Los restos cerámicos que visualizamos y colectamos, casi no tienen color, son de tonos grises, marrones, rojos, y naranja, en diferentes tonalidades. Sin embargo la abundancia, diversidad de formas, y variedad de los elementos utilizados en su fabricación, en algo ayudará a reconstruir la prehistoria de nuestro país, y mucho dirá a los expertos respecto al pueblo que acumuló ese “conchero” al que merecidamente hemos bautizamos con el nombre de “Campeche”.
En la segunda visita de nuestro grupo explorador, acompañados de los esposos Bello (de Funda Patrimonio), y mi pequeño hijo Rommel Aser. Tuvimos oportunidad de disfrutar del efecto de la luz de oro que con los primeros rayos del sol, peina y acaricia la superficie del glacis, resaltando los objetos grises y ocres. Entonces por doquier, rodeadas de las ahora pálidas conchas, resaltados por la suave y horizontal luminosidad y separados de la superficie polvorienta (como flotando), aparece una miríada de material aflorado: restos de vasijas y otros “corotos” indígenas, algunos de ellos con trazas de pinturas negras y coloradas, con apliques y accesorios, bases y cuellos de vasijas, restos de “aripos”, y otros de muchas formas (la mayoría ajenas a mi entendimiento). La acción humana neolítica presente y protagónica: trazas de carbón vegetal, restos ahumados al fuego, vértebras de pescados, y algunos artefactos de conchas de botuto. En general vestigios de una técnica de alfarería tosca y sencilla, con decoración a base de tonos oscuros y apliques en forma de volcancito en la superficie o perforaciones en sus bordes. Con una o ambas caras bien pulida, de granos finos que fluctúan hasta un máximo de 1 o 1,5 mm , las capas exteriores diferentes a las del centro, tanto en color como en textura y en la naturaleza de sus granos, y desengrasantes añadidos.

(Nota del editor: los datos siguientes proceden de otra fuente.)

PR #454, opened 2021-11-11
Updated keymaker behaviour

ZhmakAS:
Updated `keymaker` tool to be able to generate keys that are not using `client_id` with its empty definition.
`client_id` will be validated only for generation of keys with required `client_id`

## Checklist

- [-] Public API has proper documentation in the [Acra documentation] site or has PR on [documentation repository] 
  with new changes
- [ -] CHANGELOG.md is updated (in case of notable or breaking changes)


tests/test.py
```diff
@@ -1001,6 +1001,27 @@ def random_keys(size):
...
+                 '--generate_log_key',
+                 '--generate_acrawebconfig_keys',
+                 '--keys_public_output_dir={}'.format(folder)])
+
+        with tempfile.TemporaryDirectory() as folder:
+            with self.assertRaises(subprocess.CalledProcessError) as exc:
+                subprocess.check_output(
+                    ['./acra-keymaker', '--keystore={}'.format(KEYSTORE_VERSION),
+                     '--keys_output_dir={}'.format(folder),
+                     '--client_id=''',
```
Lagovas, line 1021: what will print next code:
```
a =  '--client_id='''
print(a)
```
?

I suggest to rewrite this literal to `'--client_id'` or `"--client_id=''"` to be more readable what the actual value will be used. Because now we check `client_id` validation, not empty value)

ZhmakAS: If you provide just `--client_id` it wont be parsed at all and default value will be used. 
So agree to use `"--client_id=''"`

Lagovas (approved):
lgtm if CI tests pass

tests/test.py
ZhmakAS: Actually, this code will produce just `-client_id=` which is totally fine for our scenario, but in case of simply passing `--client_id` it wont start because you are passing param but not specified its value:)

```
a =  '--client_id='''
print(a)
```

PR #455, opened 2021-11-11
Split vault unit tests

ZhmakAS:
We have continually have some phantom vault unit tests failures because of internal vault switching between secret engine V1 and V2. Vault needs some time to properly switch on new secret engine and our test may fail during this time.

So we decided to split tests to test it on different vault instances to escape any secrets engine changing. So this is draft PR for now, to test hot it will work if we are running them directly on CI.

## Checklist

  with new changes
- [-] CHANGELOG.md is updated (in case of notable or breaking changes)
- [-] Benchmark results are attached (if applicable)


.circleci/check_vault_connection.sh
```diff
@@ -7,12 +7,10 @@ NUM_PINGS="${NUM_PINGS:-15}"
...
-    --cacert 'tests/ssl/ca/ca.crt' \
-    -XGET "https://${TEST_VAULT_HOST}:${TEST_VAULT_PORT}/"
+  curl -XGET "https://${TEST_VAULT_HOST}:${TEST_VAULT_PORT}/"
 
-  if [ "$?" -eq "0" ]; then
+    #60 code is SSL certificate problem - means that we can reach host
+  if [ "$?" -eq "60" ]; then
     exit 0
   else
     sleep ${DELAY}
```
shadinua, line 18: It seems a bit unstable for me. For example, when for some reason we will trust that certificate, here we will get unexpected behavior.

This code is just about checking TCP connectivity (so far I understand) so nothing more should affect behavior changes.

I'd suggest this approach:
```
curl -s -k "https://${TEST_VAULT_HOST}:${TEST_VAULT_PORT}" && exit 0 || sleep "$DELAY"
```

ZhmakAS: Thanks @shadinua, but even with two separate vault instances we had such issue, so I decided restructure tests a little bit to mount v1/v2 paths only one time at the start of the tests so I redo these changes and keep using one instance of Vault.

Lagovas (approved):
lgtm. As I see, tests not failed in previous starts

shadinua (approved):

PR #459, opened 2021-11-16
zhars/fix_acra_keys_with_redis

ZhmakAS:
Fixed `acra-keys` read command to Redis communication. Previously it was used global var redisOption from keystore package to check passed redis parameters, but all `acra-keys` commands have its own RedisOption object, locally stored inside struct, so new function `IsKeyDirectory` was introduced which get RedisOptions from KeyStoreParameters interface.

## Checklist

  with new changes

### DIFF
--- a/cmd/acra-keys/keys/keystore.go
+++ b/cmd/acra-keys/keys/keystore.go
@@ -19,6 +19,7 @@ package keys
 import (
 	"errors"
 	"flag"
+	filesystemV2 "github.com/cossacklabs/acra/keystore/v2/keystore/filesystem"
 
 	"github.com/cossacklabs/acra/cmd"
 	"github.com/cossacklabs/acra/keystore"
@@ -27,7 +28,6 @@ import (
 	"github.com/cossacklabs/acra/keystore/keyloader/hashicorp"
 	keystoreV2 "github.com/cossacklabs/acra/keystore/v2/keystore"
 	"github.com/cossacklabs/acra/keystore/v2/keystore/api"
-	filesystemV2 "github.com/cossacklabs/acra/keystore/v2/keystore/filesystem"
 	filesystemBackendV2 "github.com/cossacklabs/acra/keystore/v2/keystore/filesystem/backend"
 
 	"github.com/go-redis/redis/v7"
@@ -119,7 +119,7 @@ func OpenKeyStoreForReading(params KeyStoreParameters) (keystore.ServerKeyStore,
 		return nil, err
 	}
 
-	if filesystemV2.IsKeyDirectory(params.KeyDir()) {
+	if IsKeyDirectory(params) {
 		return openKeyStoreV2(params, keyLoader)
 	}
 	return openKeyStoreV1(params, keyLoader)
@@ -132,7 +132,7 @@ func OpenKeyStoreForWriting(params KeyStoreParameters) (keyStore keystore.KeyMak
 		return nil, err
 	}
 
-	if filesystemV2.IsKeyDirectory(params.KeyDir()) {
+	if IsKeyDirectory(params) {
 		return openKeyStoreV2(params, keyLoader)
 	}
 	return openKeyStoreV1(params, keyLoader)
@@ -145,7 +145,7 @@ func OpenKeyStoreForExport(params KeyStoreParameters) (api.KeyStore, error) {
 		return nil, err
 	}
 
-	if filesystemV2.IsKeyDirectory(params.KeyDir()) {
+	if IsKeyDirectory(params) {
 		return openKeyStoreV2(params, keyLoader)
 	}
 	// Export from keystore v1 is not supported right now
@@ -159,7 +159,7 @@ func OpenKeyStoreForImport(params KeyStoreParameters) (api.MutableKeyStore, erro
 		return nil, err
 	}
 
-	if filesystemV2.IsKeyDirectory(params.KeyDir()) {
+	if IsKeyDirectory(params) {
 		return openKeyStoreV2(params, keyLoader)
 	}
 	// Export from keystore v1 is not supported right now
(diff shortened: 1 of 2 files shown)


cmd/acra-keys/keys/keystore.go
```diff
@@ -245,3 +245,27 @@ func openKeyStoreV2(params KeyStoreParameters, loader keyloader.MasterKeyLoader)
 	}
 	return keystoreV2.NewServerKeyStore(keyDirectory), nil
 }
+
+// IsKeyDirectory checks if the directory contains a keystore version 2 from KeyStoreParameters
+func IsKeyDirectory(params KeyStoreParameters) bool {
```
Lagovas, line 250: what about to change this legacy naming from IsKeyDirectory to `CheckV2KeyStore` or `IsKeyStoreV2`?
because this function checks is it keystore v2 and doesn't check is it keystore over some folder or FileSystem.

cmd/acra-keys/keys/read-keys_test.go
```diff
@@ -0,0 +1,121 @@
...
+	if err != nil {
+		t.Fatal(err)
+	}
+
+	err = store.GenerateDataEncryptionKeys(clientID)
+	if err != nil {
+		t.Fatal(err)
+	}
+
+	readCmd.Execute()
```
Lagovas, line 73: how we check that command executed correctly?
and what about to add integration test too?

cmd/acra-keys/keys/keystore.go
ZhmakAS: Agree, will rename it

cmd/acra-keys/keys/read-keys_test.go
ZhmakAS: Read command will exit with exit 1 because of Fatal on any error so that tests will fail too.

cmd/acra-keys/keys/keystore.go
```diff
@@ -245,3 +245,27 @@ func openKeyStoreV2(params KeyStoreParameters, loader keyloader.MasterKeyLoader)
...
+		redisClient, err := filesystemBackendV2.OpenRedisBackend(&filesystemBackendV2.RedisConfig{
+			RootDir: params.KeyDir(),
+			Options: &redis.Options{
+				Addr:     redisOption.Addr,
+				Password: redisOption.Password,
+				DB:       redisOption.DB,
+			},
+		})
+		if err != nil {
+			log.WithError(err).Debug("Failed to find keystore v2 in Redis")
```
Lagovas, line 262:
```suggestion
			log.WithError(err).Debugln("Failed to find keystore v2 in Redis")
```
better to use appropriate Debug**ln** method for logging with new line at the end. because logrus may change API for such methods according to std `log` library that doesn't add \n at the end. Plus, we try to be compatible as much as possible  with standard library for case if we want to change logging backend.

cmd/redis.go
```diff
@@ -39,13 +43,24 @@ const (
...
 
 // RegisterRedisKeyStoreParameters registers CLI parameters for Redis (keystore).
 func RegisterRedisKeyStoreParameters() {
 	redisOptions.RegisterKeyStoreParametersWithPrefix("", "")
 }
 
+// ValidateRedisCLIOptions validate Redis CLI options.
+func ValidateRedisCLIOptions() {
+	if err := redisOptions.validateOptions(); err != nil {
+		log.WithField(logging.FieldKeyEventCode, logging.EventCodeErrorWrongParam).Error(
```
Lagovas, line 58:
```suggestion
		log.WithField(logging.FieldKeyEventCode, logging.EventCodeErrorWrongParam).Errorln(
```
same here

tests/test.py
```diff
@@ -3511,6 +3511,47 @@ def create_key_store_with_client_id_from_cert(self, extractor, dir_name):
             timeout=PROCESS_CALL_TIMEOUT)
 
 
+class TestAcraKeysWithRedis(unittest.TestCase):
+    def setUp(self):
+        self.master_key = get_master_key()
+        self.client_id = 'keypair1'
+
+    def test_read_command_keystore(self):
+        with tempfile.TemporaryDirectory() as keys_folder:
```
Lagovas, line 3520: as I understand, we don't need FS folder for redis storage. we just pass some folder path as parameter that will be used as key in redis. so we don't need to create any real directory

tests/test.py
```diff
@@ -3511,6 +3511,47 @@ def create_key_store_with_client_id_from_cert(self, extractor, dir_name):
...
+            subprocess.check_call(
+                ['./acra-keymaker',
+                 '--client_id={}'.format(self.client_id),
+                 '--generate_acrawriter_keys',
+                 '--redis_host_port=localhost:6379',
+                 '--keys_output_dir={}'.format(keys_folder),
```
Lagovas, line 3526: same here, we can omit it and leave default `.acrakeys` value

tests/test.py
ZhmakAS: If I am not mistaken actually it is used for creating path to keys inside Redis, i suggested to use such approach to save keys to redis uniquely so we dont need to flush all keys inside redis after test finished.

So in such case, the actual path to some keys inside redis will be:

/tmp/tmpmhsq9m28/keypair1_storage.pub

But without key specifying:

.acrakeys/keypair1_storage.pub

tests/test.py
```diff
@@ -112,6 +113,9 @@
 
 TEST_WITH_TRACING = os.environ.get('TEST_TRACE', 'off').lower() == 'on'
 TEST_TRACE_TO_JAEGER = os.environ.get('TEST_TRACE_JAEGER', 'off').lower() == 'on'
+TEST_REDIS_KEYS_DB = 0
+TEST_REDIS_TOKEN_DB = 1
```
Lagovas, line 117: can we move these variable to RedisMixin class level to not pollute global scope and allow to overwrite them in the inherited classes? because if some subclass will need change some of these values, it will change global variable for all test Classes, not only for itself. But if they assigned in the class level scope then it may be overrides in the subclass without touching global scope or parent class.

ZhmakAS: Done:)

Lagovas (approved):
lgtm but merge after successful tests. I am updating test container now. I will notice you when I finish and then restart test workflows please

Lagovas (approved):

PR #461, opened 2021-11-22
Refactor AT services

Lagovas:
There are nothing changed in features or public API. Only internal structures and implementations.
All shared components have moved to `AcraTranslatorData` structure that used to initialize services (HTTP, gRPC) and passed to callbacks that called on server initialization. 

Refactored initialization dependencies like poison record callbacks, tokenizer and moved them from redundant factories to program startup to initialize them at start and share.

Added registries that store callbacks for events from gRPC/HTTP servers. It helps extend implementation with build flags. Also, updates integration tests with new env variable that accept and pass build flags for compilation commands.

Updated `go_package` option in .proto file to full path to fix import in other .proto files

And renamed `TestPoisonRecordWholeCellStatusOff` (that exists in 2 examples) with proper suffix.

## Checklist

  with new changes


cmd/acra-translator/grpc_api/server_service_registry.go
```diff
@@ -0,0 +1,32 @@
...
+func AddgRPCServerSubscriber(subscriber GRPCServerSubscriber) {
+	lock.Lock()
+	grpcServerSubscribers = append(grpcServerSubscribers, subscriber)
+	lock.Unlock()
+}
+
+// OngRPCServerInit call all registered callbacks on gRPC server initialization
+func OngRPCServerInit(server *grpc.Server, data *common.TranslatorData, service DecryptService) {
+	lock.Lock()
+	defer lock.Unlock()
```
ZhmakAS, line 28: Do we really need to use `defer` here? If I am not mistaken the `OnServerInit` function does not return any error so here no possible `early-exit` scenarios, right? Could we place it after the loop statement?

ZhmakAS (approved):
Looks good to me

cmd/acra-translator/grpc_api/server_service_registry.go
Lagovas: Defer has used because of subscribers may panic. Yes, the program will interrupt and exit if nothing catches this panic. But for a future better to handle it from the start correctly.

ZhmakAS (approved):

PR #465, opened 2021-11-25
[T2316] fix flaky acra-censor's tests

Lagovas:
* Added `file.Sync` calls in tests before reading files to be sure that all data dumped
* A bit refactored `QueryWriter`'s time constants and changed them to variables. Now we can change them in our tests to reduce time of waiting (decreased from 6s to ~1s)
* Removed some cache deletion in our scripts. I checked that golang take care of invalidation result binaries with different golang versions. It detects that binary has been built by another compiler and rebuild it if need. 
* Added downloading golang sources of dependencies to our base docker image to reduce time of tests on CircleCi (and local too)

## Checklist

  with new changes

### DIFF
--- a/acra-censor/common/logging_logic.go
+++ b/acra-censor/common/logging_logic.go
@@ -10,15 +10,20 @@ import (
 	"os/signal"
 	"strings"
 	"sync"
+	"sync/atomic"
 	"syscall"
 	"time"
 )
 
+const defaultSerializationTimeout = time.Second
+
 // DefaultSerializationTimeout defines a default ticker' timeout
-const DefaultSerializationTimeout = time.Second
+var DefaultSerializationTimeout = defaultSerializationTimeout
+
+const defaultWriteQueryChannelSize = 500
 
 // DefaultWriteQueryChannelSize defines size of channel used for writing input queries
-const DefaultWriteQueryChannelSize = 50
+var DefaultWriteQueryChannelSize = defaultWriteQueryChannelSize
 
 // QueryInfo defines format of exporting query into file
 type QueryInfo struct {
@@ -47,6 +52,8 @@ type QueryWriter struct {
 	serializationTimeout time.Duration
 	serializationTicker  *time.Ticker
 	logger               *log.Entry
+	// may be used for metrics and useful for tests
+	skippedQueryCount uint64
 }
 
 // NewFileQueryWriter creates QueryWriter instance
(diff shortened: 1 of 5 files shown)


vixentael (commented):
👀 👍

iamnotacake (approved):
It's great that some tests are now faster because of more parallelism.

And I guess from now on it is better to rebuild CI docker image every time the dependencies are changed for faster builds on CI.
Caching compilation artifacts would yield even better speedup, but it definitely shouldn't be inside a docker container, rather in CI cache, if the time difference shows any visible advantage at all. Plus, that cache would be specific for a certain Go version and other issues may appear...

acra-censor/common/logging_logic.go
```diff
@@ -155,7 +162,9 @@ func (queryWriter *QueryWriter) WriteQuery(query string) {
 	case queryWriter.signalWriteQuery <- query:
```
iamnotacake, line 162: (very minor thing) there's a redundant space in line above, couldn't comment that exact line since it was not part of the committed diff

Lagovas: hm... I don't understand which tab you mean. Plus all code passed through gofmt that removes extra tabs and tests verify that gofmt used for code.

Lagovas (commented):
It's great that some tests are now faster because of more parallelism.

> And I guess from now on it is better to rebuild CI docker image every time the dependencies are changed for faster builds on CI.
Yes, maybe we will automate it in a future. Because for that we should write infrastructure code that will verify dependency changes and force re-building.

> Caching compilation artifacts would yield even better speedup, but it definitely shouldn't be inside a docker container, rather in CI cache, if the time difference shows any visible advantage at all. Plus, that cache would be specific for a certain Go version and other issues may appear...

golang compile care about version specific changes and recompile if detect something like that. I tested it before applying these changes. I tried to compile same package with different golang versions but same GOPATH. And compiler skips recompilation if it has built with same version previously and hasn't changed. And rebuild if something changed or used another version.
But better to explicitly separate it between version. One of the future possible path to re-use cache and images, it is build dependency packages in base image with all used versions to separate GOPATH to avoid their building/rebuilding on a test run. We will use golang compiler building process when it compiles as separate compiled files and link/compile them together in the next step of building.

acra-censor/common/logging_logic.go
iamnotacake: Seems like it was rendered differently for some reason on my side

PR #473, opened 2021-12-15
Deprecate acra connector

Lagovas:
In this PR was deprecated acra-connector related CLI parameters in tools, updated configs. 
Additionally updated a few descriptions where mentioned only AcraConnector and added mentioning application because in a future applications will depend on these parameters.

Documentation hasn't been updated yet. After finishing the update, I will update and signal in this PR and mark as done appropriate list item. Only after that this PR will be merged. But it is ready to review

Docs update - https://github.com/cossacklabs/product-docs/pull/215

## Checklist

- [X] Public API has proper documentation in the [Acra documentation] site or has PR on [documentation repository] 
  with new changes


CHANGELOG_DEV.md
```diff
@@ -1,3 +1,11 @@
+## 0.91.0 - 2021-12-15
+### Deprecated
+- `acra-connector` - deprecated and will be removed in next releases. All related flags in
+  `acra-server`/`acra-translator`/`acra-keymaker` deprecated too and will be ignored in next releases.
```
shadinua, line 4: Do we really want to _ignore_ unknown/removed flags? It looks like we may get some security issues here. I'm not sure about exactly that flags, but the whole approach looks a bit danger.

I'd suggest to raise exception and do not start at all in such cases.

vixentael: > I'd suggest to raise exception and do not start at all in such cases.

i think the exception should be raised after these flags will be removed. right now the users can use these flags and AC, we just note that they are deprecated. on next release, when AC is removed, we shouldn't ignore, but will raise an exception

Lagovas: hm... you are right in case of `acra-keymaker` (looks like it safely to do like this here). In case of `acra-[server|translator]` we discussed about warnings. Because previously we didn't remove deprecated flags, just ignored them if they do nothing.
In case of `acra-connector`, application will fail and couldn't connect to `acra-server`, if they will expect `connector` on other side. But maybe really, better to exit with non-zero status and error log...
How do you suggest note about future changes? "Will be deprecated and will cause service shutdown with non-zero status"?

shadinua: > i think the exception should be raised after these flags will be removed
Sure. "Deprecated" status means we say we will remove them in future, but currently they still work with warnings in logs.

> How do you suggest note about future changes?
I'd say simply "they will be removed".

Lagovas:
Changed `ignored` to `removed`, updated documentation - https://github.com/cossacklabs/product-docs/pull/215

shadinua (approved):

PR #479, opened 2021-12-29
Handle null::text casts in postgresql dialect, fix panics

Lagovas:
Due to using sqlparser that targeted to MySQL, it didn't use to support postgresql's type castings, especially `null::text`.
Previously we extended SQLVal to support `::<type>` type casts, to avoid a lot of refactorings and re-use existing code that depends on SQLVal (for example our transparent encryption). But it's simplest way to support such type casts. Harder is to refactor `sql.y` and used SQL's grammar, and propagate casts to all kinds of lexical rules related to SQL values (`select expr`, `functions`, etc). 
But Acra works with simple SQL value literals and don't support complicated SQL values like functions or `(select 1)::text`, so for now we don't need to do it and can leave it for later (probably we will switch to another parser earlier than meet real case where it need:)

So here all complicated SQL expressions will be stored in `unknown` field of `SQLVal` to reuse existing code and just serialize/deserialize when it need as is.

## Checklist

- [X] Change is covered by automated tests
- [X] The [coding guidelines] are followed
- [X] Public API has proper documentation in the [Acra documentation] site or has PR on [documentation repository] 
  with new changes
- [X] CHANGELOG.md is updated (in case of notable or breaking changes)
- [X] CHANGELOG_DEV.md is updated
- [X] Benchmark results are attached (if applicable)
- [X] [Example projects and code samples] are up-to-date (in case of API changes) 

### DIFF
--- a/tests/test.py
+++ b/tests/test.py
@@ -8762,15 +8762,6 @@ class TestInvalidCryptoEnvelope(unittest.TestCase):
         self.assertTrue(found, "Not found any expected exception")
 
 
-class TestPanicRecover(AcraCatchLogsMixin, BaseTestCase):
-    def testRecovering(self):
-        with self.assertRaises(DatabaseError):
-            # call unsupported query by sqlparser
-            self.engine1.execute('select null::text from dual;')
-
-        self.assertIn('panic in connection processing, close connection', self.read_log(self.acra).lower())
-
-
 class TestRegressionInvalidOctalEncoding(BaseTokenizationWithBinaryPostgreSQL):
     def testOctalIntegerValue(self):
         default_client_id_table = sa.Table(
--- a/CHANGELOG_DEV.md
+++ b/CHANGELOG_DEV.md
@@ -1,3 +1,6 @@
+## 0.92.0 - 2021-12-29
+- Improve sqlparser, support `null::text` type casts and avoid panics.
+
 ## 0.92.0 - 2021-12-22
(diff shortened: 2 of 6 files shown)


tests/test.py
```diff
@@ -8762,15 +8762,6 @@ def test_invalid_specified_values(self):
         self.assertTrue(found, "Not found any expected exception")
 
 
-class TestPanicRecover(AcraCatchLogsMixin, BaseTestCase):
```
vixentael, line 8765: no more test? 🥺

vixentael (commented):
👀

tests/test.py
Lagovas: it was one known case that caused panics. I don't know other cases to put here *( We can leave this test empty, but IMHO, we can write it one more time when we will need it.

vixentael: i thought this PR means that panics won't happen for null:text cast, so the test should always pass now.

Lagovas: And after this fix it doesn't panic anymore )

Lagovas: > i thought this PR means that panics won't happen for null:text cast, so the test should always pass now.

oh, you wrote it before me)) 10 sec difference) Yes, it fixes and doesn't panic anymore

vixentael: okay, thank you for the explanation! great job!

ZhmakaAS (approved):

¿Quiénes fueron?, ¿cómo vivieron?, ¿cuándo se establecieron allí, y por cuánto tiempo habitaron ese lugar?, ¿de dónde vinieron?, ¿con quiénes comercializaban?, ¿cuál es el aporte de su existencia a nuestras cultura?, estas y otras muchas interrogante es el reto que deben responder los expertos. ¿Será que podemos preservar lo que queda del yacimiento, para que pueda ser estudiado en profundidad por quienes corresponda?.
Las primeras alegrías por la visita a tan prístino e interesante sitio, se desvanecen cuando en la mesa de trabajo, observo y detallo las fotografías aéreas e imágenes satelitales del lugar. Pronto tomo conciencia de que la monotonía solo es producto de la acción urbanizadora moderna, que eliminó las antiguas terrazas y los barrancones que habitaban los primeros pobladores, borrando sus caminos y casi toda los vestigios de su presencia. De acuerdo a las observaciones superficiales (sobre área inferior a los cinco mil metros cuadrados), solo nos queda: el conchero, y los testimonios fotográficos aéreos; y la esperanza que trabajos arqueológico futuro, revelen los secretos del material no aflorado.
Por ahora sólo podemos compartir e informar, que en las inmediaciones del aeropuerto de Cumaná, existió una comunidad indígena precolombina, que nos legó un patrimonio arqueológico que debemos rescatar y preservar; mientras tanto preparamos el informe técnico que debe reportar este descubrimiento.